Maryland Food Collective
- Industry: Food service
- Founded: College Park, Maryland, U.S. (August 1975)
- Founder: Matt Mayer
- Defunct: May 31, 2019
- Headquarters: College Park, Maryland, United States
- Number of locations: 1
- Area served: University of Maryland
- Products: Sandwiches, Vegan food, Vegetarian food, Gluten-free food, Organic food, Local food, Fair trade goods
- Services: Catering, Take-out
- Number of employees: 17 worker-owners^{[update]}, many more volunteers
- Website: thestamp.umd.edu/food/md_food_co-op

= Maryland Food Collective =

Maryland Food Collective, popularly known as The Co-op, was a worker-owned collective at the University of Maryland. The organization was founded in 1975 under a cooperative business structure with the goal of providing nutritious food. It operated under the motto, "Food for people, not for profit".

The student business was recognized as historically significant by the Smithsonian, with two of its posters currently being showcased in the National Museum of American History's Voting With Your Fork exhibit about alternative food systems, such as co-ops, that Americans have used as political tools to promote social, economic, environmental, and food justice.

==History==
In the early 1970s, the University of Maryland failed in its attempts to create a food co-op, a book co-op, and a music co-op. However, a group of students did not give up. They began a "guerrilla sandwich line" campaign in which they sold sandwiches made at home at events, gatherings, and out of baskets around the campus. They were met with resistance from the local police but received overwhelming support from the student body. In August 1975, Matt Mayer, a student at the University of Maryland, College Park, submitted a proposal to the Student Government Association (SGA) for the formation of the Maryland Food Collective. The "sandwich line" remains to this day a staple of the food options offered to customers.

Although started as a movement against the university's administration, the food collective was featured on tours of the university and there exists a running archive of ledgers, advertisements and other documents from the collective in Hornbake Library.

In May 2019, the food collective closed after attempting to negotiate with the Adele H. Stamp Student Union to pay off debts amounting to $40,000.

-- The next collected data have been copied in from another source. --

PR #4084, opened 2024-06-26
Prefer function-style cast instead of static_cast to convert integers to Ids.

zygoloid:
As requested in review of #4082.


jonmeow (approved):
Thanks!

==Cooperative business structure==
According to a draft of the business plan of the collective:
The Co-op's current management and worker organization is based on an equal-pay, equal-responsibility and equal-role system. Every worker is hired into the same position and immediately given the same amount of responsibility and power. Each worker has equal democratic decision-making power and is expected to contribute equally to The Co-op. All workers are theoretically responsible for every aspect of the store.

==Sustainable practices==
The Maryland Food Collective engaged in environmentally sustainable business practices.
The Co-op used biodegradable plates and bowls and provided a 10% discount to customers who brought their own cutlery and containers. Additionally, the collective made use of Stamp's composting dumpster and composted much of their food waste.

==Food==

===Local and organic===
Part grocery store, The Co-op featured a selection of locally produced and organic fruits and vegetables. These same ingredients were used in the making of the food served in the small cafe and sandwich shop. Although these were available in a much wider variety at the front of the store, the collective decided to remove their storefront vegetable shelves (along with much of their grocery section) around 2012. However, fruits were still available by the registers and customers could ask a worker to retrieve any specific vegetables from their kitchen's walk-in refrigerator.

===Vegan and vegetarian===
The Co-op offered a wide assortment of vegan and vegetarian-friendly food options, with the sandwich line featuring over 50 different ingredients. It also featured a vegan daily hot special. The store sold vegan sides, snacks and desserts, with meals averaging $5 to $7.

==Customer service==
In 2007, The Co-op instituted an anti-discrimination policy for serving students after a worker refused to ring up the purchases of a student wearing a shirt that stated "I Stand for Israel". The new policy "respects the right of an individual worker or volunteer to remove themselves from the work environment and to choose not to act as an agent of the store", while it also "guarantees the right of any customer in the store to be served by a representative of the store, unless the customer is acting in a verbally, physically, or sexually threatening manner".